Of course, most of the developable land is outside of commuting range of major cities, but the Dept. of Agriculture study found that sprawl is no longer confined to major metropolitan areas: the same pattern of suburbanization is also spreading around small towns all over the country.
New technology makes it possible to spread production geographically. For example, if high-tech firms find that it hard to attract workers to the congestion of Silicon Valley, they could easily relocate their customer support and quality assurance departments to small cities in the American heartland; employees could be connected with the main office by teleconferencing and e-mail. Less skilled work can also be spread out: for example, telemarketing call centers can be located anywhere.
The retired population is also growing rapidly, and it will explode when the baby- boom generation retires after 2010. If past behavior is any indication, many of them will move to very low-density "leisure living" developments.
A recent Census Bureau study found that relatively small cities are the fastest growing Metropolitan areas in America. As Figure 4 shows, the five fastest growing metropolitan areas include Las Vegas, which has very low density, and 4 small cities, where there is room to build at even lower densities. Also among the top ten were Phoenix, Ariz. and Austin, Tex., which have very low densities, and the metropolitan areas of Fayetteville, Ark., Wilmington, NC, and Provo-Orem, Utah, small cities.
| Metropolitan Area | Population (1998) | Population Growth (1990-98) |
|---|---|---|
| Las Vegas, NV | 1,321,546 | 55.0% |
| Laredo, TX | 188,166 | 41.2% |
| McAllen-Edinburg-Mission, TX | 522,204 | 36.2% |
| Boise, ID | 395,953 | 33.8% |
| Naples, FL | 199,436 | 31.1% |
This Census Bureau study also found that suburbs are growing more rapidly than central cities throughout the nation, with an average growth rate of 3.5 percent in central cities and 12.5 percent in the suburbs.
It is plausible that sprawl will continue, as people within each metropolitan area move to low-density "edge cities" and people move from older, higher-density metropolitan areas to lower density metropolitan areas such as Las Vegas and Phoenix and to small metropolitan areas such as Laredo and Boise, to newly developed houses on one or two acre lots.
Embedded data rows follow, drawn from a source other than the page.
PR #121, opened 2022-02-23
Remove spatial mod from public interface

orottier:
AudioListener is now in the root namespace

Part of #76 - remove all functions that are not strictly part of the spec


b-ma:
All good to me!

Issue #119, opened 2022-02-22
Render AudioListener only when Panners are present


orottier:
The `AudioListener` and the 9 `AudioParam`s that feed into it are rendered always. This present a performance baseline hit when rendering simple stuff.
When there are no `PannerNode`s present in the audio graph, we can skip the rendering

PR #125, opened 2022-03-11
Track the number of active panners in the audio graph

orottier:
so we can skip rendering the AudioListener and its Params when there are none

This is one way to tackle #119 but it clutters the code base a bit. The audio graph needs to have knowledge of the AudioListener and its param. Previously the AudioGraph was blissfully unaware of the nature of the audio processors.

Alternative solution would be to lazily put the AudioListener in the context whenever the first PannerNode is added. That would make the code very clean, but when the Panner is dropped, this Listener would remain to render

I need to put a bit more thought in that discussion. In any case we can use this to benchmark again.

### DIFF
--- a/src/context.rs
+++ b/src/context.rs
@@ -76,6 +76,8 @@ struct ConcreteBaseAudioContextInner {
     queued_messages: Mutex<Vec<ControlMessage>>,
     /// number of frames played
     frames_played: Arc<AtomicU64>,
+    /// control msg to add the AudioListener, to be sent when the first panner is created
+    inactive_audio_listener: Mutex<Option<ControlMessage>>,
     /// AudioListener fields
     listener_params: Option<AudioListenerParams>,
 }
@@ -616,6 +618,7 @@ impl ConcreteBaseAudioContext {
             queued_messages: Mutex::new(Vec::new()),
             node_id_inc: AtomicU64::new(0),
             frames_played,
+            inactive_audio_listener: Mutex::new(None),
             listener_params: None,
         };
         let base = Self {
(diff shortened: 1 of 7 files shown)


orottier:
Yes, if you are adding a Panner at some point, you will probably use another one later. You either build immensive 2d/3d audio stuff, or not at all. I'll leave this open for now and will come up with the other implementation later

orottier:
Still in draft because somehow this new implementation does not bring the desired performance benefits

src/context.rs
```diff
@@ -76,6 +76,8 @@ struct ConcreteBaseAudioContextInner {
     queued_messages: Mutex<Vec<ControlMessage>>,
     /// number of frames played
     frames_played: Arc<AtomicU64>,
+    /// control msg to add the AudioListener, to be sent when the first panner is created
+    inactive_audio_listener: Mutex<Vec<ControlMessage>>,
```
b-ma, line 80: I find the naming a bit confusing, `audio_listener_messages`, `audio_listener_registration_messages`?

src/context.rs
```diff
@@ -813,6 +828,32 @@ impl ConcreteBaseAudioContext {
         self.connect(&AudioNodeId(LISTENER_NODE_ID), panner, 7, 8);
         self.connect(&AudioNodeId(LISTENER_NODE_ID), panner, 8, 9);
     }
+
+    /// Add the [`AudioListener`] to the audio graph (if not already)
+    pub(crate) fn release_audio_listener(&self) {
```
b-ma, line 833: same, I find `release` to be counter intuitive, `register`, `attach`, `connect` ?

b-ma:
Hey, appart the naming questions, look quite good to me

I ran the benchmarks again, it seems quite consistent with the previous version (maybe a bit slower, but I think we are in the noise)

Great !

orottier:
Thanks. I hope you like the new naming

b-ma:
great !

PR #128, opened 2022-03-21
Refactor/param

b-ma:
Hey, 

Finally found little time to finish that, this is mostly refactoring: 
- better delimiting a-rate processing (so it should avoid few unneeded computation for k-rate)
- added automation methods argument sanity checks


src/render/processor.rs
```diff
@@ -61,7 +61,14 @@ impl<'a> AudioParamValues<'a> {
...
-    /// For both A & K-rate params, it will provide a slice of length [`crate::RENDER_QUANTUM_SIZE`]
+    /// # Warning
+    ///
+    /// In the current implementation, the slice will always have a length of
+    /// [`RENDER_QUANTUM_SIZE`](crate::RENDER_QUANTUM_SIZE),
+    /// but one should not rely on this. Following the AudioWorklet specification
+    /// (cf. <https://www.w3.org/TR/webaudio/#audioworkletprocess-callback-parameters>),
+    /// a slice of length 1 may be returned in the future if all values in the
+    /// current quantum are identical (e.g. for k-rate processing).
     pub fn get(&self, index: &AudioParamId) -> &[f32] {
```
orottier, line 72: I think in our previous discussion on this signature, we concluded that is very convenient for the end user to always return a slice of size 128.
We could consider to drop the warning and commit to it. It would require a breaking change though then, to change it back but that is a risk I'm willing to make. For now I don't see much drawback in resizing the array to 128 always, this should translate to a memcpy which should be very efficient

src/param.rs
```diff
@@ -11,6 +11,49 @@ use crate::{AtomicF32, SampleRate, RENDER_QUANTUM_SIZE};
 
 use crossbeam_channel::{Receiver, Sender};
 
+// arguments sanity check functions for automation methods
+fn assert_non_negative(value: f64, method_name: &str, arg_name: &str) {
```
orottier, line 15: Maybe add a `#[track_caller]` attribute?

orottier: I will send a PR soon to enable that attribute on our other assertions, and to assert channel counts in more places

orottier:
Looking good btw!

src/render/processor.rs
b-ma: yup you are right, reverted back to the previous doc

b-ma:
> Would be very nice to hook the node bindings on these and run the official test suite

Sure good idea, if I remember well except for `set_value_curve_at_time` I think all the bindings are already there.
I will try to have a look, see what it costs

orottier:
Good to hear! I think these automation events are particularly tricky to get right in all cases, so that would be a perfect start for the testing harness.

PR #130, opened 2022-03-28
Improve ChannelCount/Mode/Interpretation

orottier:
This turned out bigger than expected, I was having a look at
`Can we drop AudioNode's channel_config_raw and channel_config_cloned?`
From #76 

I will annotate with some comments what is going on exactly

### DIFF
--- a/src/context.rs
+++ b/src/context.rs
@@ -8,7 +8,7 @@
 )]
 
 use std::ops::Range;
-use std::sync::atomic::{AtomicU64, Ordering};
+use std::sync::atomic::{AtomicU64, AtomicUsize, Ordering};
 use std::sync::{Arc, Mutex};
 
 // magic node values
@@ -22,7 +22,7 @@ const LISTENER_PARAM_IDS: Range<u64> = 2..11;
 use crate::buffer::{AudioBuffer, AudioBufferOptions};
 use crate::media::{MediaDecoder, MediaStream};
 use crate::message::ControlMessage;
-use crate::node::{self, AudioNode, ChannelConfigOptions};
+use crate::node::{self, AudioNode, ChannelConfig, ChannelConfigOptions};
 use crate::param::{AudioParam, AudioParamDescriptor, AudioParamEvent};
 use crate::periodic_wave::{PeriodicWave, PeriodicWaveOptions};
 use crate::render::{AudioProcessor, NodeIndex, RenderThread};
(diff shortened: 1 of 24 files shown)


src/node/mod.rs
```diff
@@ -183,10 +217,7 @@ pub trait AudioNode {
     fn id(&self) -> &AudioNodeId {
         self.registration().id()
     }
-    fn channel_config_raw(&self) -> &ChannelConfig;
```
orottier, line 186: Here's the original motivation of the PR:
- drop channel_config_raw
- drop channel_config_cloned
- only leave channel_config

While still allowing for users to apply constraints on the channel config values

src/node/destination.rs
```diff
@@ -59,32 +50,51 @@ impl AudioNode for AudioDestinationNode {
...
+        if v > self.max_channels_count() as usize {
+            panic!(
+                "IndexSizeError: channel count cannot be greater than maxChannelCount ({})",
+                self.max_channels_count()
+            );
+        }
+        AudioNode::set_channel_count(self, v);
     }
-
-    fn channel_count(&self) -> usize {
```
orottier, line 70: The AudioDestinationNode can now change its desired number of output channels (only online AudioContext, not offline)

src/context.rs
```diff
@@ -80,6 +82,8 @@ struct ConcreteBaseAudioContextInner {
     queued_audio_listener_msgs: Mutex<Vec<ControlMessage>>,
     /// AudioListener fields
     listener_params: Option<AudioListenerParams>,
+    /// Denotes if this AudioContext is offline or not
+    offline: bool,
```
orottier, line 86: We need to know this since the AudioDestinationNode has different behaviour for online and offline when changing channel counts

orottier:
Hold on, the following program now gives a stack overflow. I need to investigate 
```rust
    // Create an audio context (default: stereo);
    // Create an oscillator node with sine (default) type
    let osc = context.create_oscillator();
    // Connect osc to the destination node which is the default output device
    osc.connect(&context.destination());
    // Oscillator needs to be started explicitily
    osc.start();
    // Play for 2 seconds
    std::thread::sleep(std::time::Duration::from_secs(2));
    // Switch to mono
    context.destination().set_channel_count(1);
    // Play for 2 seconds
    std::thread::sleep(std::time::Duration::from_secs(2));
```

orottier:
Sorry, there's multiple issues still. Will update tomorrow

src/context.rs
```diff
@@ -635,16 +635,16 @@ impl ConcreteBaseAudioContext {
         render_channel: Sender<ControlMessage>,
         offline: bool,
     ) -> Self {
-        // setup destination node with preferred number of channels
-        let destination_channel_count = Arc::new(AtomicUsize::new(number_of_channels as usize));
+        // placeholder for destination node channel count, will patch later
+        let tmp_dest_channel_count = Arc::default();
```
orottier, line 639: I'm not too happy with the complexity of bootstrapping the audio context. I will rewrite this after the vq release

PR #179, opened 2020-04-01
use shared_from_this to avoid crash on shutdown

dorezyuk:
Hi guys, 

we had a crash on shutdown with following stack trace

> Stack trace of thread 3423:
> #0  0x00007f2f89d7ee97 __GI_raise (libc.so.6)
> #1  0x00007f2f89d80801 __GI_abort (libc.so.6)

But if sprawl does continue, it will eat up a significant portion of the country's open land. At the growth rate of 1982 to 1997, the area of developed land doubles in about 30 years. The nation seemed vast in the post war decades, when developed land doubled from 1% to 2% to 4% of our total land area. But it will seem much more cramped in coming decades if developed land area keeps doubling to 8% and 16% of our total land area. We are reaching the limits of sprawl.